UCM’YE YAPILAN BAŞVURU
UCM’ye yapılan başvuruda yaşananları özetleyen baro, HTŞ’nin denetimindeki bölgelerde Aleviler başta olmak üzere farklı inanç, kimlik ve diğer azınlık sivillerin mal varlıklarına el konulduğu, dini ve kültürel mirasların yok edildiğine dikkat çekti. İnsansız hava araçları ve ağır silahların kullanıldığı saldırılarda, sivil altyapının da ciddi zarar gördüğü, okullar, hastaneler ve ibadethanelerin hedef alındığı, kimi yerleşim yerlerinin tamamen harabeye döndüğü vurgulandı. Yaşanan hak ihlallerine dair kimi bilgi, belge ve delillere de yer verilen başvuruda, insan hakları örgütlerinin bölgede yaptığı saha araştırmasına işaret edildi.
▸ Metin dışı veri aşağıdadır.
PR #244, opened 2018-05-31
spec: Add efficient volume cloning support

Akrog:
With the new CSI snapshot feature it's now possible to create volumes
from a snapshots.  This may lead to users abusing it for unintended
functionality, such as having a golden image to source new volumes.

Most storage backends support efficient volume cloning, so it would be
benefitial to expose this functionality in the CSI spec.

By supporting cloning we avoid users creating a volume, and then a
snapshot of that volume, just so it can be used as the source for new
volumes.

The VolumeContentSource, that was added by the snapshots feature, will
be used for this feature.  New VolumeSource message is added to the
VolumeContentSource.


spec.md
```diff
@@ -602,6 +602,12 @@ This RPC will be called by the CO to provision a new volume on behalf of a user
 This operation MUST be idempotent.
 If a volume corresponding to the specified volume `name` already exists and is compatible with the specified `capacity_range`, `volume_capabilities` and `parameters` in the `CreateVolumeRequest`, the Plugin MUST reply `0 OK` with the corresponding `CreateVolumeResponse`.
 
+Plugins MAY create 3 types of volumes:
+
+- Empty volumes. When plugin supports `CREATE_DELETE_VOLUME` capability.
```
jdef: nit: the next two are "optional capability" but this is simply "capability" -- but it's also optional. why the difference?

spec.md
```diff
@@ -602,6 +602,12 @@ This RPC will be called by the CO to provision a new volume on behalf of a user
...
+- From an existing snapshot. When plugin supports `CREATE_DELETE_SNAPSHOT` optional capability .
```
jdef: nit: extra space prior to the period

spec.md
```diff
@@ -796,6 +810,8 @@ The CO MUST implement the specified error recovery behavior when it encounters t
...
+| Source incompatible or not supported | 3 INVALID_ARGUMENT | Besides the general cases, this code MUST also be used to indicate when plugin supporting CREATE_DELETE_VOLUME cannot create a volume from the requested source (`SnapshotSource` or `VolumeSource`).  Failure may be caused by not supporting the source (CO shouldn't have provided that source) or incompatibility between `parameters` from the source and the ones requested for the new volume. More human-readable information SHOULD be provided in the gRPC `status.message` field if the problem is the source. | On source related issues, caller MUST use different parameters, a different source, or no source at all. |
+| Source does not exist | 5 NOT_FOUND | Indicates that the source specified exist. | Caller MUST verify that the `volume_content_source` is correct, the source is accessible, and has not been deleted, before retrying with exponential back off. |
```
jdef: Typo? suggest: "Indicates that the specified source does not exist."

Also, the comma before "before" seems strange.

spec.md
```diff
@@ -1125,6 +1141,11 @@ message ControllerServiceCapability {
       // with the snapshot_id as the filter to query whether the
       // uploading process is complete or not.
       LIST_SNAPSHOTS = 6;
+      // Plugins supporting efficient volume cloning MAY report this
+      // capability.  Source volume must be managed by the same plugin.
```
jdef: we only use a single space between sentences.

also, suggest "A source volume..."

spec.md
```diff
@@ -1125,6 +1141,11 @@ message ControllerServiceCapability {
...
+      // Not all volume sources and parameters combinations MAY work.
```
jdef: MAY indicates a recommendation, or "soft" requirement - does it make sense in this context? or would "may" (non-RFC verbage) suffice?

spec.md
```diff
@@ -1125,6 +1141,11 @@ message ControllerServiceCapability {
...
+      // CLONE_VOLUME is NOT REQUIRED.
```
jdef: "... is NOT REQUIRED" seems redundant. It's a capability field *because* it's optional. I don't think there's a need to state that here.

spec.md
```diff
@@ -602,6 +602,12 @@ This RPC will be called by the CO to provision a new volume on behalf of a user
 This operation MUST be idempotent.
 If a volume corresponding to the specified volume `name` already exists and is compatible with the specified `capacity_range`, `volume_capabilities` and `parameters` in the `CreateVolumeRequest`, the Plugin MUST reply `0 OK` with the corresponding `CreateVolumeResponse`.
 
+Plugins MAY create 3 types of volumes:
+
+- Empty volumes. When plugin supports `CREATE_DELETE_VOLUME` capability.
+- From an existing snapshot. When plugin supports `CREATE_DELETE_SNAPSHOT` optional capability .
+- From an existing volume. When plugin supports efficient cloning, and reports the optional capability `CLONE_VOLUME`.
```
cpuguy83: This seems like an implementation detail. Should we support naive copies and leave it up to the plugin to handle it?

spec.md
Akrog: My bad, I'll update it.

spec.md
Akrog: Thanks.

spec.md
Akrog: Sorry, I've been writing too much on RST lately.

spec.md
Akrog: Done.

spec.md
Akrog: Normal may will suffice in my opinion.  Changing it.

spec.md
Akrog: I agree, I just copied from the CREATE_DELETE_SNAPSHOT in case this was something that should be done in the specs.  Removing it.

spec.md
Akrog: I wanted to indicate that the idea is for efficient cloning.  Not an attach vol1, attach vol2, then use dd.
Plugins can ignore it and internally do that, that's why I didn't add any MUST or REQUIRED. 
But plugins using the host assisted cloning mechanism (dd)  would give terrible performance and in my opinion would be frustrating.
Do you think I should remove the "efficient" adjective?

jdef:
Are any COs currently in a position to benefit from this?

cpuguy83:
Not here, but it's something we've discussed. I think it makes sense to support this at the CSI level at least.

Akrog:
Looks like some non CSI providers are currently implementing this via PVC annotations: https://github.com/kubernetes/cloud-provider-openstack/pull/183

aglitke:
In addition to openstack/cinder, I am aware of at least two other kubernetes storage providers which have some implementation: Gluster and NetApp Trident.  On the kubernetes side we are in early discussions with the storage-SIG on how to standardize on an approach.  Once this is done, kubernetes would be able to support this API by converting PVC annotations into a volume_source.

Akrog:
@j-griffith Yes, I'm interested in dusting this one off.  I hadn't noticed the patch was in conflict, fixed now.

spec.md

Başvuruda, “Bölgedeki yerel gazetecilerin aktardığı bilgiler, katliamlarda rolü olan örgüt, grup ve şahıslar tarafından işlenen suçların sistematik ve geniş çaplı olduğunu kanıtlamaktadır. Tanık ifadeleri ise, saldırıların belirli mezhepsel grupları hedef aldığını ve etnik temizlik niteliği taşıdığını açıkça ortaya koymaktadır” denildi.
Başvuruda talepler ise şöyle sıralandı:
“* Suriye’de Başta aleviler olmak üzere farklı inanç, kimlik ve diğer azınlık sivillere yönelik işlenen insanlığa karşı suçlar ve savaş suçları hakkında acil soruşturma başlatılmasını,
* UCM’ ye taraf devletlerin vatandaşlarının bu suçlara katılımının tespit edilerek, ilgili kişilere yönelik uluslararası yakalama kararları çıkarılmasını,
* Katliamlarda rolü olan örgüt, grup ve şahısların faaliyetlerinin mercek altına alınması ve bu suçları işleyenlerin tespit edilerek adalet önüne çıkarılmasını,
* Saldırılardan etkilenen sivillerin korunmasına yönelik uluslararası tedbirlerin alınması,
* Bu kapsamda, Birleşmiş Milletlerin ve uluslararası toplumun devreye girerek insani yardım koridorlarının oluşturulması, güvenli bölgelerin tesis edilmesi, sivillerin tahliye edilmesi için uluslararası izleme mekanizmalarının devreye sokulması ve saldırılardan sorumlu gruplara yönelik ekonomik ve diplomatik yaptırımlar uygulanmasını,
* Ayrıca, bölgeye uluslararası gözlemcilerin gönderilerek insan hakları ihlallerinin belgelenmesi ve sorumluların cezalandırılması için etkin adımlar atılmasını talep ederiz.”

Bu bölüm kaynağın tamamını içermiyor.